*** Opening of SUPPLIED RECORDS ***
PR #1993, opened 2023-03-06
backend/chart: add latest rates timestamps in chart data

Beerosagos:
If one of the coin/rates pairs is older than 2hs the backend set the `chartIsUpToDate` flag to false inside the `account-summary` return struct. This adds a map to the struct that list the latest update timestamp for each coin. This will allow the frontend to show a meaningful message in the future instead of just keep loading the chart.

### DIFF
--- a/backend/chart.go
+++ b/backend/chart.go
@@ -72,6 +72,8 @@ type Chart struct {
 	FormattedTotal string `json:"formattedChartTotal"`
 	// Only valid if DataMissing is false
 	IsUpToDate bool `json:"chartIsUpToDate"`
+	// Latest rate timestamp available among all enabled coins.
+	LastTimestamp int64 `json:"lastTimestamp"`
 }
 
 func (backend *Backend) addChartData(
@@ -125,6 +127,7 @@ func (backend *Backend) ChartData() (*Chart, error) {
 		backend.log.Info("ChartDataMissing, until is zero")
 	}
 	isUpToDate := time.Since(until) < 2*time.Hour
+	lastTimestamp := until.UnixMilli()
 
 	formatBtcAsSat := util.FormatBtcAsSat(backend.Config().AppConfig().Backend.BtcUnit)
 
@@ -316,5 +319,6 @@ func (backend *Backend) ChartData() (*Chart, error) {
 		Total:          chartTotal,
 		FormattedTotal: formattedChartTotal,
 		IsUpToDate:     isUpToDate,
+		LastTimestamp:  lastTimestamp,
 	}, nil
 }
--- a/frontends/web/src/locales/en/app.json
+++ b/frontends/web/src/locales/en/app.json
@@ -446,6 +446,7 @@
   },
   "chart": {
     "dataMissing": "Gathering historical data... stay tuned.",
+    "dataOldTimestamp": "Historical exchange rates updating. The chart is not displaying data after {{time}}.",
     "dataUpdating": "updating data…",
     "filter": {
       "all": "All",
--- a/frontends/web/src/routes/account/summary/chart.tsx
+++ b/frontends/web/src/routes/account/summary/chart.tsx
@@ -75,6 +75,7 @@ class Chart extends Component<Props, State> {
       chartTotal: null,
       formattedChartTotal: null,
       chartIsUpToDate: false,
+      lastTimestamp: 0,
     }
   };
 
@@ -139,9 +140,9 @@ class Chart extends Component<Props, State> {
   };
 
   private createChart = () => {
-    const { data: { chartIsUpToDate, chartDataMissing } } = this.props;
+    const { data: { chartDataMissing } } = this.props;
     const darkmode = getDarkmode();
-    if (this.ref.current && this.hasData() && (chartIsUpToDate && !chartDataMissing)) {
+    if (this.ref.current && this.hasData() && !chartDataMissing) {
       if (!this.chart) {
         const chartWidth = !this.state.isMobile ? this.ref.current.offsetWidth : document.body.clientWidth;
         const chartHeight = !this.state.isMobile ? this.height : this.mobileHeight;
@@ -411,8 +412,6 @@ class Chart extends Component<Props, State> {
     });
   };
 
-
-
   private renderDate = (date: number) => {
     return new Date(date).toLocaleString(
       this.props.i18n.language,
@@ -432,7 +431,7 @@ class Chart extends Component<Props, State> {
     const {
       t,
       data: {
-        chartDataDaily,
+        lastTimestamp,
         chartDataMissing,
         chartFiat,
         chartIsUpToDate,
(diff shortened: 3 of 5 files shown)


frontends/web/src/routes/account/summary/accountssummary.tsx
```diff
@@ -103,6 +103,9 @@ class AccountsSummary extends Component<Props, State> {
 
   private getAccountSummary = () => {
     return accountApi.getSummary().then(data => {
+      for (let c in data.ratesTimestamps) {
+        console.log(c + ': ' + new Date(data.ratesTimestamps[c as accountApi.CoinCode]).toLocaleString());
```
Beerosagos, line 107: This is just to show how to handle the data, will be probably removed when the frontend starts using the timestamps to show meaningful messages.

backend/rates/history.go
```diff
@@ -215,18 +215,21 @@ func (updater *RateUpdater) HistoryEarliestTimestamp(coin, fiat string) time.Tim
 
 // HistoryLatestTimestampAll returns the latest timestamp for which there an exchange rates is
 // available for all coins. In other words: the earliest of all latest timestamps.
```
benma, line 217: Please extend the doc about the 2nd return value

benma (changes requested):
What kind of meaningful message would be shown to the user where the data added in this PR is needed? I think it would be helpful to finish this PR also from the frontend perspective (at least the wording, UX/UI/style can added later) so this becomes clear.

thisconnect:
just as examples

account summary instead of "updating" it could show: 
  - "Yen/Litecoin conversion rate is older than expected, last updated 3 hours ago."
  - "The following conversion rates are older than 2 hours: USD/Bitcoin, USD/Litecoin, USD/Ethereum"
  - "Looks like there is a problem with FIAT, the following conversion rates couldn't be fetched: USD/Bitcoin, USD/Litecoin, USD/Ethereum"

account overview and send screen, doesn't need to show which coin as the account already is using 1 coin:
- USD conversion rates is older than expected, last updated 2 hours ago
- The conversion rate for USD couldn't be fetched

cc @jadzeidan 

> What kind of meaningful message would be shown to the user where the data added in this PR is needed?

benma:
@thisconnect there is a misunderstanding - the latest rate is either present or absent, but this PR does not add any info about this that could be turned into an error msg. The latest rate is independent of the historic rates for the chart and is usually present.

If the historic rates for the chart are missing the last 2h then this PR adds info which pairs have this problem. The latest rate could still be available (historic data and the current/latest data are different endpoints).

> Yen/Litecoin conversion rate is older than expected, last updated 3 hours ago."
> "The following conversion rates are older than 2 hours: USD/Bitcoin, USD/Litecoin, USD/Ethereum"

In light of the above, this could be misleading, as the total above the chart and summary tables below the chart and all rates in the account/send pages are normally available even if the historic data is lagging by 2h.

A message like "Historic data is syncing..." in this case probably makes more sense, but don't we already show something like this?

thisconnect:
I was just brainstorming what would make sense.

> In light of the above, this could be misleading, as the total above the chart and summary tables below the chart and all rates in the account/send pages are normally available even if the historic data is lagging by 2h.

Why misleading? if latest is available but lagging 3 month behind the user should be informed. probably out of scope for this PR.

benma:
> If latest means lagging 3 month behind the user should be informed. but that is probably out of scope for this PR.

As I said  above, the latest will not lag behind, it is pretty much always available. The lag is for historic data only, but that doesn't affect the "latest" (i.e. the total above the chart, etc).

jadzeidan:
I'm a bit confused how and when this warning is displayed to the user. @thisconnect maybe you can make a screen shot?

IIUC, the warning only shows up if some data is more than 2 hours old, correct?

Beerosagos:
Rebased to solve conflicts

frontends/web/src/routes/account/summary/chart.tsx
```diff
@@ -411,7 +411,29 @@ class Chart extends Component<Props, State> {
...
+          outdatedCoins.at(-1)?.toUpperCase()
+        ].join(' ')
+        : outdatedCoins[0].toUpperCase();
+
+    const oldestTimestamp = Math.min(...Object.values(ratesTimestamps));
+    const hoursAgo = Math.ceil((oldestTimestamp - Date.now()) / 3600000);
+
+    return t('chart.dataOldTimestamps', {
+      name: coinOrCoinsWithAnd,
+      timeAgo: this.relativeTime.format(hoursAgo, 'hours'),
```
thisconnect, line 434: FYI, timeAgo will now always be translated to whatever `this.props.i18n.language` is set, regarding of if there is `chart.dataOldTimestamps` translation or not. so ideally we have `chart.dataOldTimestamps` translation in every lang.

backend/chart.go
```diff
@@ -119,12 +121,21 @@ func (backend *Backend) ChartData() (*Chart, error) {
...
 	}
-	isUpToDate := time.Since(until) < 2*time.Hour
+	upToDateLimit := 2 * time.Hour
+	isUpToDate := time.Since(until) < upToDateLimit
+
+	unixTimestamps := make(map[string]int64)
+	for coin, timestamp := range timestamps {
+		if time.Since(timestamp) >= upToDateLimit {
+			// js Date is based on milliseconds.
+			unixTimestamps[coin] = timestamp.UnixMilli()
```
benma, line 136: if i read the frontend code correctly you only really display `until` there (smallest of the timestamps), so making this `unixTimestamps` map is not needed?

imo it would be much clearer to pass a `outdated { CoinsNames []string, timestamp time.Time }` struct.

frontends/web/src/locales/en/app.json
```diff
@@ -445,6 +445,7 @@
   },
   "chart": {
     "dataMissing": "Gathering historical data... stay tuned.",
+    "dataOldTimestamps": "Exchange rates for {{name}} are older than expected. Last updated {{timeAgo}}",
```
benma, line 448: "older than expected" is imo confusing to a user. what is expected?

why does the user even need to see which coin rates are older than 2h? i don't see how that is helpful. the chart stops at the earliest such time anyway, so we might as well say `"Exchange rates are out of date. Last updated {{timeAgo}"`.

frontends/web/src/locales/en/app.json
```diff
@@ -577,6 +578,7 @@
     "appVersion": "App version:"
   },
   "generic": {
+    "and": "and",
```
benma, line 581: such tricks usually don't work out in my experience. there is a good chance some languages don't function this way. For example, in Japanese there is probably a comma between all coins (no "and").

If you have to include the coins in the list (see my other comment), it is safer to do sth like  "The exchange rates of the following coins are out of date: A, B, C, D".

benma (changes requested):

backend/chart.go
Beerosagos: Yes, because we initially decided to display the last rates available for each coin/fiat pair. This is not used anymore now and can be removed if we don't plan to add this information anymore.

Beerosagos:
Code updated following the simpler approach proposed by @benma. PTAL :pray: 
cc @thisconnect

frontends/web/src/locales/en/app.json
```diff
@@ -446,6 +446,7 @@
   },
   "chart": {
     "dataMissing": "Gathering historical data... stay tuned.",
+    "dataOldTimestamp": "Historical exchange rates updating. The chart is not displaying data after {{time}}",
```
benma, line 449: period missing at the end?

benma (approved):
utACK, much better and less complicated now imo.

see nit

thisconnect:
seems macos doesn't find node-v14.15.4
*** Close of SUPPLIED RECORDS ***
# EXERCISE AIM
What lines in the material above hold the string "false"? List them.

# FINISHED EXERCISE
If one of the coin/rates pairs is older than 2hs the backend set the `chartIsUpToDate` flag to false inside the `account-summary` return struct. This adds a map to the struct that list the latest update timestamp for each coin. This will allow the frontend to show a meaningful message in the future instead of just keep loading the chart.
 	// Only valid if DataMissing is false
       chartIsUpToDate: false,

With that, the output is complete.